[Stored data]
┌────────

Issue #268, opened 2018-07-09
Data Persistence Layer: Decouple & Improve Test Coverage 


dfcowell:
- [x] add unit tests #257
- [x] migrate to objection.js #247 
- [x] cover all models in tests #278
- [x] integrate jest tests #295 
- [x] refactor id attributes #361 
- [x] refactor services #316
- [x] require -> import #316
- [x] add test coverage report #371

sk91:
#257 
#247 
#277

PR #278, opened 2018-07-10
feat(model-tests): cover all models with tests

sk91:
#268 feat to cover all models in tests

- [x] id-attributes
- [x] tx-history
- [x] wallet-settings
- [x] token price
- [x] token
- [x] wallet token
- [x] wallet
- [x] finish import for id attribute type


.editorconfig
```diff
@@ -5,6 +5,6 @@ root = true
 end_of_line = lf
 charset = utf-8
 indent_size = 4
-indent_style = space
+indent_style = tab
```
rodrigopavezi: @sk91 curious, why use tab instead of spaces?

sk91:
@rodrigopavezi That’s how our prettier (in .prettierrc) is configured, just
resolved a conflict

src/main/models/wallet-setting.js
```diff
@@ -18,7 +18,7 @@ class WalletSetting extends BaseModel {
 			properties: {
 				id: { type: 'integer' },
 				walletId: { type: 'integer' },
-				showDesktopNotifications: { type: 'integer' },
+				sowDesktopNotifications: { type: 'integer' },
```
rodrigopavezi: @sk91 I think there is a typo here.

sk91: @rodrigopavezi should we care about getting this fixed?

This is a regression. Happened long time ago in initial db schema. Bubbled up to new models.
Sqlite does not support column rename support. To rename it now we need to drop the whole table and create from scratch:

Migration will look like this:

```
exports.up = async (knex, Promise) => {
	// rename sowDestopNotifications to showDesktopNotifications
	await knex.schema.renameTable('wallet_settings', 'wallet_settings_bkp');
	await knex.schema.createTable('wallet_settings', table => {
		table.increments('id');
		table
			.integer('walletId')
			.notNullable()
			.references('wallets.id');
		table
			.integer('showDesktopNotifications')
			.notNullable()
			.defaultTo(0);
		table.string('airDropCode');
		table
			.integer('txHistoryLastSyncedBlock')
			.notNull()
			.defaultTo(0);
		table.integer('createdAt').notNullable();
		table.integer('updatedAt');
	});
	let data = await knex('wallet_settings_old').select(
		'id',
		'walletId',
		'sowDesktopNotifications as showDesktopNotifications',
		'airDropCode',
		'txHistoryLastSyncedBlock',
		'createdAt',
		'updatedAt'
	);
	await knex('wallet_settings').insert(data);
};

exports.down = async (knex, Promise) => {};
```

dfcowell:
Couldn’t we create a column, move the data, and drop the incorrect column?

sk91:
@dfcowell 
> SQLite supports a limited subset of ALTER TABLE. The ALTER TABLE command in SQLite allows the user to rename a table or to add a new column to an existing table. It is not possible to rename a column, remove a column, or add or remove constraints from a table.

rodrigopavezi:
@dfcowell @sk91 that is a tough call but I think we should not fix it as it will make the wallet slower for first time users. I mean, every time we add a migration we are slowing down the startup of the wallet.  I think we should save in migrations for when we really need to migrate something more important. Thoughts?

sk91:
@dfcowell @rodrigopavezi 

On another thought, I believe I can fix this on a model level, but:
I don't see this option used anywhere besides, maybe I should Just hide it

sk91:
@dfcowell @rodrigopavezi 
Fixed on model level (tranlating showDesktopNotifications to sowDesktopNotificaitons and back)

└────────

## EXERCISE REQUIREMENTS
Restate the records above word for word.

## ANSWER TO THIS TASK
Issue #268, opened 2018-07-09
Data Persistence Layer: Decouple & Improve Test Coverage 


dfcowell:
- [x] add unit tests #257
- [x] migrate to objection.js #247 
- [x] cover all models in tests #278
- [x] integrate jest tests #295 
- [x] refactor id attributes #361 
- [x] refactor services #316
- [x] require -> import #316
- [x] add test coverage report #371

sk91:
#257 
#247 
#277

PR #278, opened 2018-07-10
feat(model-tests): cover all models with tests

sk91:
#268 feat to cover all models in tests

- [x] id-attributes
- [x] tx-history
- [x] wallet-settings
- [x] token price
- [x] token
- [x] wallet token
- [x] wallet
- [x] finish import for id attribute type


.editorconfig
```diff
@@ -5,6 +5,6 @@ root = true
 end_of_line = lf
 charset = utf-8
 indent_size = 4
-indent_style = space
+indent_style = tab
```
rodrigopavezi: @sk91 curious, why use tab instead of spaces?

sk91:
@rodrigopavezi That’s how our prettier (in .prettierrc) is configured, just
resolved a conflict

src/main/models/wallet-setting.js
```diff
@@ -18,7 +18,7 @@ class WalletSetting extends BaseModel {
 			properties: {
 				id: { type: 'integer' },
 				walletId: { type: 'integer' },
-				showDesktopNotifications: { type: 'integer' },
+				sowDesktopNotifications: { type: 'integer' },
```
rodrigopavezi: @sk91 I think there is a typo here.

sk91: @rodrigopavezi should we care about getting this fixed?

This is a regression. Happened long time ago in initial db schema. Bubbled up to new models.
Sqlite does not support column rename support. To rename it now we need to drop the whole table and create from scratch:

Migration will look like this:

```
exports.up = async (knex, Promise) => {
	// rename sowDestopNotifications to showDesktopNotifications
	await knex.schema.renameTable('wallet_settings', 'wallet_settings_bkp');
	await knex.schema.createTable('wallet_settings', table => {
		table.increments('id');
		table
			.integer('walletId')
			.notNullable()
			.references('wallets.id');
		table
			.integer('showDesktopNotifications')
			.notNullable()
			.defaultTo(0);
		table.string('airDropCode');
		table
			.integer('txHistoryLastSyncedBlock')
			.notNull()
			.defaultTo(0);
		table.integer('createdAt').notNullable();
		table.integer('updatedAt');
	});
	let data = await knex('wallet_settings_old').select(
		'id',
		'walletId',
		'sowDesktopNotifications as showDesktopNotifications',
		'airDropCode',
		'txHistoryLastSyncedBlock',
		'createdAt',
		'updatedAt'
	);
	await knex('wallet_settings').insert(data);
};

exports.down = async (knex, Promise) => {};
```

dfcowell:
Couldn’t we create a column, move the data, and drop the incorrect column?

sk91:
@dfcowell 
> SQLite supports a limited subset of ALTER TABLE. The ALTER TABLE command in SQLite allows the user to rename a table or to add a new column to an existing table. It is not possible to rename a column, remove a column, or add or remove constraints from a table.

rodrigopavezi:
@dfcowell @sk91 that is a tough call but I think we should not fix it as it will make the wallet slower for first time users. I mean, every time we add a migration we are slowing down the startup of the wallet.  I think we should save in migrations for when we really need to migrate something more important. Thoughts?

sk91:
@dfcowell @rodrigopavezi 

On another thought, I believe I can fix this on a model level, but:
I don't see this option used anywhere besides, maybe I should Just hide it

sk91:
@dfcowell @rodrigopavezi 
Fixed on model level (tranlating showDesktopNotifications to sowDesktopNotificaitons and back)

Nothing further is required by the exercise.